Stargate, Blu-ray (1994)

by | May 12, 2007 | DVD & Blu-ray Video Reviews | 0 comments

Stargate, Blu-ray (1994)

Starring: Kurt Russell, James Spader, Jaye Davidson, Viveca Lindfors
Studio: Carolco Pictures/Lionsgate
Video: 2.45:1 enhanced for 16:9 widescreen, 1080p HD
Audio: DTS 5.1 HD ES Audio, Dolby Digital 5.1 EX Audio
Subtitles: English, Spanish
Extras: Commentary track by Director Roland Emmerich and Producer Dean Devlin
Length: 128 min.
Rating: **** [except big goof; see below]

Surely one of the major sci-fi epics, Stargate combined the lure of outer space/aliens adventure with the mysteries of ancient Egyptian culture – a very clever mix.  So clever that it’s spawned a series of successful video spin-offs that is following in the tradition of Star Trek – Stargate SG-1 and Stargate Atlantis.

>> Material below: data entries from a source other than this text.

PR #89, opened 2020-04-30
Allow phrasematches to be constrained to only nearby results

apendleton:
This branch introduces a new attribute on phrasematches, `nearby_only`, which allows Carmen to communicate that a phrasematch is likely to be expensive to query globally, and to only allow results that are close to the proximity point for that match.

On the Rust side, we currently have a hard-coded search radius for these phrasematches (25 miles), and calculate the number of tiles at that phrasematch's index's zoom level necessary to cover that radius, then calculate a bounding box by padding out the proximity point by that number of tiles in all directions (hard-stopping on the min side at 0 -- this is not antemeridian-crossing, but oh well). If the query already has a bbox, we intersect our newly generated bbox with the supplied one (so, only use the area covered by both).

Things that still need to happen:
- [x] add tests
- [x] fix the benchmarks -- because of this new field, they're currently all broken because none of our bench data includes it; I think I can tweak the benchmarks for which proximity doesn't matter to just assume the property is false (so that's all the stackable ones, and the non-prox coalesce ones), but will need to regenerate the data for the with-prox coalesce tests

### DIFF
--- a/rust-src/src/gridstore/coalesce.rs
+++ b/rust-src/src/gridstore/coalesce.rs
@@ -424,7 +424,8 @@ pub fn tree_coalesce<T: Borrow<GridStore> + Clone + Debug + Send + Sync>(
         // as long as there's still work to do, we'll execute it a chunk at a time, peeling off
         // the next few best nodes, and executing on them in parallel
         let mut step_chunk = Vec::with_capacity(COALESCE_CHUNK_SIZE);
-        let mut keys = HashMap::new();
+        let mut keys = Vec::new();
+        let mut unique_keys = HashSet::new();
         for _i in 0..COALESCE_CHUNK_SIZE {
             if let Some(step) = steps.pop_max() {
                 // if we've already gotten as many items as we're going to return, only keep processing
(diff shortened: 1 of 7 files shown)


apendleton:
The benchmarks run now, but they don't take advantage of this new functionality. We should regenerate the data that powers them to include this new property, but I think we might as well wait since we're going to be adding more properties anyway, most likely.

apendleton:
Oh, there's also a change slipped in here for slightly better deduping before the lookup phase in coalesce -- improves performance in a few edge cases.

rust-src/src/gridstore/coalesce.rs
```diff
@@ -425,6 +425,7 @@ pub fn tree_coalesce<T: Borrow<GridStore> + Clone + Debug + Send + Sync>(
         // the next few best nodes, and executing on them in parallel
         let mut step_chunk = Vec::with_capacity(COALESCE_CHUNK_SIZE);
         let mut keys = Vec::new();
+        let mut unique_keys = HashSet::new();
```
aarthykc, line 428: This is to be able to dedup better, correct?

rust-src/src/gridstore/common.rs
```diff
@@ -111,6 +111,9 @@ impl Default for MatchOpts {
     }
 }
 
+pub const EARTH_CIRC_IN_MILES: f64 = 24901.0;
+pub const NEARBY_RADIUS: f64 = 25.0;
```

OK, in a scarab, here’s the plot: Spader is a less-than-successful Egyptology professor with theories about the ancient culture which cause a hall full of experts to leave when he explains them. He is hired by an older woman scientist who was present when her father discovered the original stargate artifact in an Egyptian dig in 1928. It has now been installed in a secret underground military installation with a staff of scientists who have been attempting to get it to do its thing. A military presence is also there in case the stargate does work due to its possible and unknown dangers.

The professor’s job is to correctly translate the hieroglyphics on the stargate. He does, and a supposedly reconnaissance expedition which includes him and the Colonel played by Kurt Russell enters – to be whirled to the far side of the universe and a desert planet with a pyramid and a second Egyptian building. The populace are slaves to the alien who abducted them from Earth and rules as the Sun God Ra. They toil in a mine to bring out the special mineral from which the stargate was made. The soldier and professor must battle the powerful Ra and his minions, lead the populace in a insurrection to gain their freedom, and eventually get the expedition back to Earth. Will they do it?

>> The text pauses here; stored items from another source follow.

PR #90, opened 2020-05-01
Single character

aarthykc:
## Context

After running a few benchmarks with slow queries, we realised that queries which are multi word and ending in a single character as slower in comparison with carmen-core master. This PR adds the ability to flag if fetching data for an index for such queries is particularly slow and using that information to reduce the number of fetches. 

## Next steps 
- [x] Needs a lot of testing to confirm whether it's actually going to be helpful in single character multi word cases 
- [x] Review
- [ ] Merge with `treeify-stacks`

cc @apendleton @CyanRook

### DIFF
--- a/rust-src/src/gridstore/coalesce.rs
+++ b/rust-src/src/gridstore/coalesce.rs
@@ -619,7 +619,8 @@ pub fn tree_coalesce<T: Borrow<GridStore> + Clone + Debug + Send + Sync>(
                                         new_context.mask = new_context.mask | subquery.mask;
                                         new_context.relev += entry.grid_entry.relev;
                                         if new_context.relev > step.relev_so_far {
-                                            step.relev_so_far = new_context.relev;
+                                            step.relev_so_far = new_context.relev
+                                                + step.node.phrasematch.expect("pm").weight;
                                         }
 
                                         let mut out_context = new_context.clone();
@@ -654,7 +655,8 @@ pub fn tree_coalesce<T: Borrow<GridStore> + Clone + Debug + Send + Sync>(
                                 };
 
                                 if context.relev > step.relev_so_far {
-                                    step.relev_so_far = context.relev;
+                                    step.relev_so_far =
+                                        context.relev + step.node.phrasematch.expect("pm").weight;
                                 }
 
                                 let mut out_context = context.clone();
@@ -673,16 +675,14 @@ pub fn tree_coalesce<T: Borrow<GridStore> + Clone + Debug + Send + Sync>(
                     let mut next_steps = Vec::with_capacity(step.node.children.len());
                     if state.len() > 0 {
                         let state = Arc::new(state);
-                        let mut relev_so_far = 0.0;
                         for child_idx in step.node.children.iter() {
                             if let Some(child) = stack_tree.arena.get(*child_idx) {
-                                relev_so_far += child.phrasematch.expect("pm").weight;
                                 next_steps.push(CoalesceStep::new(
                                     &child,
                                     Some(state.clone()),
                                     subquery.store.borrow().zoom,
                                     match_opts,
-                                    relev_so_far,
+                                    step.relev_so_far,
                                 ));
                             }
                         }
@@ -721,9 +721,8 @@ pub fn tree_coalesce<T: Borrow<GridStore> + Clone + Debug + Send + Sync>(
                     step.relev_so_far + step.node.phrasematch.expect("require phrasematch").weight;
                 if step.node.is_leaf()
                     && step.node.zoom == 14
-                    && step_relev
-                        <= (0.5 * contexts.peek_max().expect("contexts can't be empty").relev)
-                    && counter == 1
+                    && step.relev_so_far.min(1.0)
+                        <= contexts.peek_max().expect("contexts can't be empty").relev
                     && count_bits(step.node.phrasematch.expect("expect pm").mask) == 1
                 {
                     continue;
--- a/rust-src/src/gridstore/coalesce.rs
+++ b/rust-src/src/gridstore/coalesce.rs
@@ -675,7 +675,7 @@ pub fn tree_coalesce<T: Borrow<GridStore> + Clone + Debug + Send + Sync>(
                                     Some(state.clone()),
                                     subquery.store.borrow().zoom,
                                     match_opts,
-                                    relev_so_far
+                                    relev_so_far,
                                 ));
                             }
                         }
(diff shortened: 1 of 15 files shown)


rust-src/src/gridstore/coalesce.rs
```diff
@@ -784,6 +836,17 @@ pub fn collapse_phrasematches<T: Borrow<GridStore> + Clone + Debug>(
     phrasematch_results
 }
 
+pub fn count_bits(mut mask: u32) -> u32 {
```
apendleton, line 839: FYI there's a built-in function to do this: https://doc.rust-lang.org/std/primitive.u64.html#method.count_ones

rust-src/src/gridstore/store.rs
```diff
@@ -27,6 +27,7 @@ pub struct GridStore {
     pub zoom: u16,
     pub type_id: u16,
     pub coalesce_radius: f64,
+    pub is_slow: Option<bool>,
```
apendleton, line 30: Hm, why is this an option<bool> and not just a bool?

aarthykc: Changed!

rust-src/src/gridstore/coalesce.rs
aarthykc: Ha, thanks for pointing out -- changed.

rust-src/src/gridstore/coalesce.rs
```diff
@@ -548,7 +550,7 @@ pub fn tree_coalesce<T: Borrow<GridStore> + Clone + Debug + Send + Sync>(
         let chunk_results: Vec<Result<(Vec<CoalesceContext>, Vec<CoalesceStep<'_, T>>), Error>> =
             step_chunk
                 .into_par_iter()
-                .map(|step| {
+                .map(|mut step| {
```
apendleton, line 553: I don't think we need to mutate the step we're on now -- that's the accumulated relevance from the last round. We just need to keep track of the relevance so far of this new round for the next step, so I think this could stay `|step|` and then start over again with a fresh count below it (`let mut relev_so_far = 0.0` or whatever)

rust-src/src/gridstore/coalesce.rs
```diff
@@ -591,6 +593,9 @@ pub fn tree_coalesce<T: Borrow<GridStore> + Clone + Debug + Send + Sync>(
 
                                         new_context.mask = new_context.mask | subquery.mask;
                                         new_context.relev += entry.grid_entry.relev;
+                                        if new_context.relev > step.relev_so_far {
```
apendleton, line 596: then this would be `if new_context.relev > relev_so_far`, correspondingly

apendleton: (and same below)

rust-src/src/gridstore/coalesce.rs
```diff
@@ -697,7 +708,42 @@ pub fn tree_coalesce<T: Borrow<GridStore> + Clone + Debug + Send + Sync>(
...
+                for key in &step.node.phrasematch.expect("phrasematch required").match_keys {
+                    let start = match key.key.match_phrase {
+                        MatchPhrase::Exact(phrase_id) => phrase_id,
+                        MatchPhrase::Range { start, .. } => start,
+                    };
+
+                    let end = match key.key.match_phrase {
+                        MatchPhrase::Exact(phrase_id) => phrase_id,
+                        MatchPhrase::Range { start: _, end } => end,
+                    };
```
apendleton, line 723: Can we make these a single match? e.g., `let (start, end) = ...` and then in the match arms, output both as a tuple

rust-src/src/gridstore/coalesce.rs
```diff
@@ -697,7 +708,42 @@ pub fn tree_coalesce<T: Borrow<GridStore> + Clone + Debug + Send + Sync>(
...
+
+                    let range = end - start;
+                    if range > 1 {
+                        counter = 1;
```
apendleton, line 727: we're not counting anything, right? let's just make this a boolean -- is_range or something maybe?

rust-src/src/gridstore/coalesce.rs
```diff
@@ -697,7 +708,42 @@ pub fn tree_coalesce<T: Borrow<GridStore> + Clone + Debug + Send + Sync>(
             for context in phrasematch_contexts {
                 contexts.push(context);
             }
+
             for step in next_steps {
+                let mut counter = 0;
+                for key in &step.node.phrasematch.expect("phrasematch required").match_keys {
```
apendleton, line 714: over the course of this loop when end up doing this dance of grabbing the phrasematch and doing the expect thing like three times... probably worth doing a `let phrasematch =...` at the top of the loop and making all the subsequent uses (733, 743, etc.) shorter

rust-src/src/gridstore/coalesce.rs
```diff
@@ -697,7 +708,42 @@ pub fn tree_coalesce<T: Borrow<GridStore> + Clone + Debug + Send + Sync>(
...
+                if step.node.is_leaf()
+                    && step
+                        .node
+                        .phrasematch
+                        .expect("phrasematch required")
+                        .store
+                        .borrow()
+                        .might_be_slow
+                    && step.relev_so_far
+                        <= 0.75 * contexts.peek_max().expect("contexts can't be empty").relev
```
apendleton, line 741: I'm not 100% sure there will necessary always be things in contexts, and if there aren't, this will panic. I think you could instead do something like [this](https://doc.rust-lang.org/std/option/enum.Option.html#method.map_or) (haven't actually tried it), but I think it would look something like `contexts.peek_max().map_or(0.0, |m| m.relev)`, which would give you either the relev if there's a relev, or 0 (and since no new context will have a relev <= 0, this check would let everything through, which I think would be what you would want).

rust-src/src/gridstore/store.rs
```diff
@@ -256,6 +258,10 @@ impl GridStore {
         GridStore::new_with_options(path, 6, 0, 0.0, [0, 0, 63, 63])
     }
 
+    pub fn mark_slow_indexes(zoom: u16) -> bool {
```
apendleton, line 261: Hm, why not make this a method on an actual gridstore, rather than a static method? Like, have it just take `&self` instead of a zoom, and look at self.zoom

rust-src/src/gridstore/store.rs
```diff
@@ -286,7 +292,17 @@ impl GridStore {
...
+        let might_be_slow = GridStore::mark_slow_indexes(zoom);
+        Ok(GridStore {
+            db,
+            path,
+            bin_boundaries,
+            zoom,
+            type_id,
+            coalesce_radius,
+            bbox,
+            might_be_slow,
```
apendleton, line 304: and then if we did the method, we wouldn't need to store the value, we could just call the method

This was one DVD for which I had the last released standard version as well as the Blu-ray to compare. First, the standard one was the Director’s Cut and had two separate discs – the second disc being the edited-down theatrical version (who would want to see that?). It did have an extra that was unfortunately missing from the Blu-ray (in spite of the greatly-expanded capacity of Blu-ray vs. standard CD). It’s a featurette on Edward Van Dahneken – the Swiss author of Chariots of the Gods – and delves into his theories about aliens having visited the earth in the distant past and left behind indications such as the great pyramids and the Nazca lines.

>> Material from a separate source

PR #91, opened 2020-05-06
Bbox aware coalesce

apendleton:
This PR now allows for indexes to, when they construct their gridstore, specify the bounding box (in tile coordinates at the given index's zoom level) of the data in the index.

In tree coalesce, as we coalesce each layer we now keep track of the bounding box of the tiles we've successfully aligned, and before deciding to explore and fetch a child's data, we confirm that the bounding box of the index corresponding to the child's phrasematch overlaps with the working bounding box that bounds the current layer's data.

I compared several scenes between the two formats. In a long shot of a procession along the Nile, the camels and people were indistinct in the standard DVD.  The Blu-ray provided details on both and aided them in standing out from the background.  In another long shot of the village of the workers on the planet, the buildings had a rather smooth surface and the hundreds of people in front of them were just blurs in a fog of yellowish dust or sand on the standard DVD. The Blu-ray gave sharp delineation to all the figures and made them stand out strongly from the haze, and showed an impression of some texture on the buildings. However, I doubt frankly if the improvement in resolution would be noticed by most viewers if the screen were any smaller than about 42 inches – whether progressive or interlaced. (My Samsung is 56 inches.)

A huge goof was made by the programmers of the Blu-ray menus, and they were good enough to put their name on the case so I can castigate them by name: Metamenu Technology. On the desert planet, the professor speaks a dialect of ancient Egyptian to both the natives and directly to the alien as Ra. The alien answers back in the same language, in a larger-than-life electronic sort of voice (to indicate it is just using this human body it got on Earth thousands of years ago). The latter exchange went on at length and there were no subtitles.  At first I thought this was a thoughtful ploy which I’d seen in another recent film – the director wanted you to figure out the sense of the exchange just from the faces and body language. But then I remembered that on the standard DVD subtitles had appeared for this section. And it reveals information absolutely vital to the plot.

The bottom line is that the only way you can access the English subtitles for the Egyptian dialog portions is to bring up the so-called “interactive” menu (which covers the upper portion of the screen all the way across) and select Subtitles On. When you do, you are stuck with English subtitles for all the English dialog as well.  Thank you very much, I’m not hard of hearing and don’t need that! What were the navigation programmers thinking? Didn’t they try out their own work?